What you are asked to do = As you look over the data below, please find each line where the word "kUnitCaseParamsBuilder" appears, then copy it.

The data =
PR #3367, opened 2024-02-06
Test maxBindGroupsPlusVertexBuffers limits

greggman:
Testing this is fairly confusing because there's so many things in play. I'm also not sure related tests don't need revisiting.

Testing `maxBindGroupsPlusVertexBuffers` implies to me, testing `maxBindGroups` and `maxVertexBuffers` at their max values. `maxBindGroups` in turn, implies setting `maxSampledTexturesPerShaderStage`, `maxSamplersPerShaderStage`, `maxStorageBuffersPerShaderStage`, `maxStorageTexturesPerShaderStage`, and `maxUniformBuffersPerShaderStage`. That's because, given the combination of parameters, there's no guarantee you can hit `maxBindGroups` if those don't sum to more than `maxBindGroups`.

And, similarly, testing `maxVertexBuffers` implies testing `maxVertexAttributes`, or so it feels. Like, in order to actually make a pipeline that will use `maxVertexBuffers`, the pipeline needs `maxVertexAttributes >= maxVertexBuffers`. 

Note that this doesn't currently test manually created layouts via `createPipelineLayout` + vertex buffers, it only test (1) `createPipeline` with `layout: 'auto'` and (2) `drawXXX`

I can add that but it would be nice to get some feedback on this first

<hr>

### DIFF
--- a/src/webgpu/api/validation/capability_checks/limits/limit_utils.ts
+++ b/src/webgpu/api/validation/capability_checks/limits/limit_utils.ts
@@ -1,7 +1,13 @@
 import { kUnitCaseParamsBuilder } from '../../../../../common/framework/params_builder.js';
 import { makeTestGroup } from '../../../../../common/framework/test_group.js';
 import { getGPU } from '../../../../../common/util/navigator_gpu.js';
-import { assert, range, reorder, ReorderOrder } from '../../../../../common/util/util.js';
+import {
+  assert,
+  range,
+  reorder,
+  ReorderOrder,
+  unreachable,
+} from '../../../../../common/util/util.js';
 import { getDefaultLimitsForAdapter } from '../../../../capability_info.js';
 import { GPUTestBase } from '../../../../gpu_test.js';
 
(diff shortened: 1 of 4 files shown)


greggman:
sorry, I forgot to add the file 😅

kainino0x:
> And, similarly, testing `maxVertexBuffers` implies testing `maxVertexAttributes`, or so it feels. Like, in order to actually make a pipeline that will use `maxVertexBuffers`, the pipeline needs `maxVertexAttributes >= maxVertexBuffers`.

Does GPUVertexBufferLayout.attributes actually have to be non-empty? I can't find a rule saying that, though there is one bit of spec text that assumes it:

> Let lastStride be max(attribute.offset + sizeof(attribute.format)) for each attribute in buffers[slot].attributes.

mwyrzykowski:
> Does GPUVertexBufferLayout.attributes actually have to be non-empty? I can't find a rule saying that, though there is one bit of spec text that assumes it:
> 
> > Let lastStride be max(attribute.offset + sizeof(attribute.format)) for each attribute in buffers[slot].attributes.

I don't think it needs to be non-empty and I think there are CTS tests which test that. My reading is that lastStride would be zero if all the attributes are empty.

kainino0x:
That makes logical sense. I think the text is ambiguous as written though.

kainino0x:
Sorry, couldn't find time to review this today.

PR #3374, opened 2024-02-07
Test default layout bindgroups

greggman:
It's probably a good idea to decide what we want to happen here and fix it ASAP because as it is, Chrome will allow bind groups made with different `layout: 'auto'` pipelines to work with each other but the spec seems to say that's disallowed. It's easy to imagine lots of WebGPU pages are already breaking this rule.

I also suspect the spec would like to say that all empty bind group layouts are compatible but I don't see that in the spec currently so it's tested that they are not compatible in this PR.

<hr>

### DIFF
--- a/src/webgpu/api/validation/encoding/programmable/pipeline_bind_group_compat.spec.ts
+++ b/src/webgpu/api/validation/encoding/programmable/pipeline_bind_group_compat.spec.ts
@@ -358,9 +358,9 @@ class F extends ValidationTest {
         const nonEmptyBindGroupLayout = pipeline.getBindGroupLayout(kNonEmptyBindGroupNdx);
         return { emptyBindGroupLayout, nonEmptyBindGroupLayout, pipeline };
       } else {
-        // Testing non-empty
-        //   emptyBindGroupLayout comes from the pipeline we'll render/compute with
-        //   nonEmptyBindGroupLayout comes from a possibly incompatible place.
+        // Testing non-empty:
+        // - emptyBindGroupLayout comes from the pipeline we'll render/compute with.
+        // - nonEmptyBindGroupLayout comes from a possibly incompatible place.
         const pipeline = pipelineType === 'auto0' ? pipelineAuto0 : pipelineExplicit;
         const nonEmptyBindGroupLayout =
           bindingType === 'explicit'
--- a/src/webgpu/api/validation/encoding/programmable/pipeline_bind_group_compat.spec.ts
+++ b/src/webgpu/api/validation/encoding/programmable/pipeline_bind_group_compat.spec.ts
@@ -37,6 +37,9 @@ type PipelineType = (typeof kPipelineTypes)[number];
 const kBindingTypes = ['auto0', 'auto1', 'explicit'] as const;
 type BindingType = (typeof kBindingTypes)[number];
 
+const kEmptyBindGroupNdx = 0;
+const kNonEmptyBindGroupNdx = 1;
+
 // Test resource type compatibility in pipeline and bind group
 // [1]: Need to add externalTexture
 const kResourceTypes: ValidBindableResource[] = [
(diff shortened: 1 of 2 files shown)


src/webgpu/api/validation/encoding/programmable/pipeline_bind_group_compat.spec.ts
```diff
@@ -277,6 +285,117 @@ class F extends ValidationTest {
...
+    );
+
+    const buffer = device.createBuffer({
+      size: 16,
+      usage: GPUBufferUsage.UNIFORM,
+    });
+    this.trackForCleanup(buffer);
+
+    const kEmptyBindGroupNdx = 0;
+    const kNonEmptyBindGroupNdx = 1;
```
kainino0x, line 339: nit: duplicated
```suggestion
```

src/webgpu/api/validation/encoding/programmable/pipeline_bind_group_compat.spec.ts
```diff
@@ -277,6 +285,117 @@ class F extends ValidationTest {
...
+      pipeline,
+    }: {
+      emptyBindGroupLayout: GPUBindGroupLayout;
+      nonEmptyBindGroupLayout: GPUBindGroupLayout;
+      pipeline: T;
+    } = (() => {
+      if (empty) {
+        // Testing empty so
+        //   nonEmptyBindGroupLayout comes from the pipeline we'll render/compute with
+        //   emptyBindGroupLayout comes from a possibly incompatible place.
```
kainino0x, line 353: nit: to be able to read where the sentence breaks are
```suggestion
        // Testing empty:
        // - nonEmptyBindGroupLayout comes from the pipeline we'll render/compute with.
        // - emptyBindGroupLayout comes from a possibly incompatible place.
```

src/webgpu/api/validation/encoding/programmable/pipeline_bind_group_compat.spec.ts
```diff
@@ -277,6 +285,117 @@ class F extends ValidationTest {
...
+            ? explicitEmptyBindGroupLayout
+            : bindingType === 'auto0'
+            ? pipelineAuto0.getBindGroupLayout(kEmptyBindGroupNdx)
+            : pipelineAuto1.getBindGroupLayout(kEmptyBindGroupNdx);
+        const nonEmptyBindGroupLayout = pipeline.getBindGroupLayout(kNonEmptyBindGroupNdx);
+        return { emptyBindGroupLayout, nonEmptyBindGroupLayout, pipeline };
+      } else {
+        // Testing non-empty
+        //   emptyBindGroupLayout comes from the pipeline we'll render/compute with
+        //   nonEmptyBindGroupLayout comes from a possibly incompatible place.
```
kainino0x, line 366:
```suggestion
        // Testing non-empty:
        // - emptyBindGroupLayout comes from the pipeline we'll render/compute with.
        // - nonEmptyBindGroupLayout comes from a possibly incompatible place.
```

src/webgpu/api/validation/encoding/programmable/pipeline_bind_group_compat.spec.ts
```diff
@@ -277,6 +285,117 @@ class F extends ValidationTest {
...
+
+    const {
+      emptyBindGroupLayout,
+      nonEmptyBindGroupLayout,
+      pipeline,
+    }: {
+      emptyBindGroupLayout: GPUBindGroupLayout;
+      nonEmptyBindGroupLayout: GPUBindGroupLayout;
+      pipeline: T;
+    } = (() => {
```
kainino0x, line 349: nit: just use `let` and assign inside the if/else?

src/webgpu/api/validation/encoding/programmable/pipeline_bind_group_compat.spec.ts
```diff
@@ -793,3 +912,165 @@ g.test('empty_bind_group_layouts_requires_empty_bind_groups,render_pass')
...
+    `
+  Test that bind groups created with default bind group layouts never match other layouts, including empty bind groups.
+
+  * Test that a pipeline with an explicit layout can not be used with a bindGroup from an auto layout
+  * Test that a pipeline with an auto layout can not be used with a bindGroup from an explicit layout
+  * Test that an auto layout from one pipeline can not be used with an auto layout from a different pipeline.
+
+  TODO:
+  * Test empty bindgroup layouts on the same default layout pipeline are not compatible. In other words if
+    you only define group(2) then group(0)'s empty layout and group(1)'s empty layout should be incompatible.
```
kainino0x, line 927: The spec rules as written only require it to come from the same pipeline, not the same slot:
https://gpuweb.github.io/gpuweb/#bind-group-compatibility
This is a little odd, but probably fine as I don't think it's much of a footgun?

src/webgpu/api/validation/encoding/programmable/pipeline_bind_group_compat.spec.ts
```diff
@@ -793,3 +912,165 @@ g.test('empty_bind_group_layouts_requires_empty_bind_groups,render_pass')
...
+  .params(u =>
+    u
+      .combine('pipelineAndBinding', [
+        { pipelineType: 'auto0', bindingType: 'auto0' }, // successful case
+        { pipelineType: 'explicit', bindingType: 'explicit' }, // successful case
+        { pipelineType: 'explicit', bindingType: 'auto0' },
+        { pipelineType: 'auto0', bindingType: 'explicit' },
+        { pipelineType: 'auto0', bindingType: 'auto1' },
+      ] as const)
+      .combine('empty', [false, true])
```
kainino0x, line 939: nit: factor this part out into a variable (using kUnitCaseParamsBuilder) to show it's the same across the render and compute test

src/webgpu/api/validation/encoding/programmable/pipeline_bind_group_compat.spec.ts
```diff
@@ -793,3 +912,165 @@ g.test('empty_bind_group_layouts_requires_empty_bind_groups,render_pass')
...
+  * Test that an auto layout from one pipeline can not be used with an auto layout from a different pipeline.
+
+  TODO:
+  * Test empty bindgroup layouts on the same default layout pipeline are not compatible. In other words if
+    you only define group(2) then group(0)'s empty layout and group(1)'s empty layout should be incompatible.
+  `
+  )
+  .params(u =>
+    u
+      .combine('pipelineAndBinding', [
```
kainino0x, line 932: nit: Flatten this by changing this to

```
      .combineWithParams([
```

kainino0x (approved):

src/webgpu/api/validation/encoding/programmable/pipeline_bind_group_compat.spec.ts
greggman: In that case we need to test that 2 bind groups that appear the same, are the same? In other words

```
      @group(0) @binding(0) var s1: sampler;
      @group(0) @binding(1) var t1: texture_2d<f32>;

      @group(1) @binding(0) var s2: sampler;
      @group(1) @binding(1) var t2: texture_2d<f32>;
```

If we use `layout: 'auto'` on this then a bindGroup made with `pipeline.getBindGroupLayout(0)` should work bound to bind group 1.

I don't think there is a test for that and it would be easy for browsers to disagree on this without a test?

It does make me wonder why they aren't just compatible in general. The rules are spelled out for what gets generated.

kainino0x: good point, we would definitely need to test that. Unless we want to make a breaking change in the spec and make it stricter.

The exclusivePipeline thing was added as a way to prevent footguns because auto layouts are sensitive to static uses in WGSL which are fairly subtle and easy to change (like by commenting out a function call, it removes from the BGL some binding that was used by that function's call tree). But I do wonder if it's really needed. Maybe with some good error messages there would be no footgun, like, "bindgroup created with auto BGL from pipeline 'X' but is used with pipeline 'Y' which has an incompatible auto BGL. Note that auto BGLs do not include declared bindings which are not reachable from the entrypoint of the pipeline".
Jasper and Brandon both had more opinions about this. We definitely picked the current behavior knowing it was a more "safe for 1.0" decision that we didn't necessarily have to keep forever.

Finished exercise =
 import { kUnitCaseParamsBuilder } from '../../../../../common/framework/params_builder.js';
kainino0x, line 939: nit: factor this part out into a variable (using kUnitCaseParamsBuilder) to show it's the same across the render and compute test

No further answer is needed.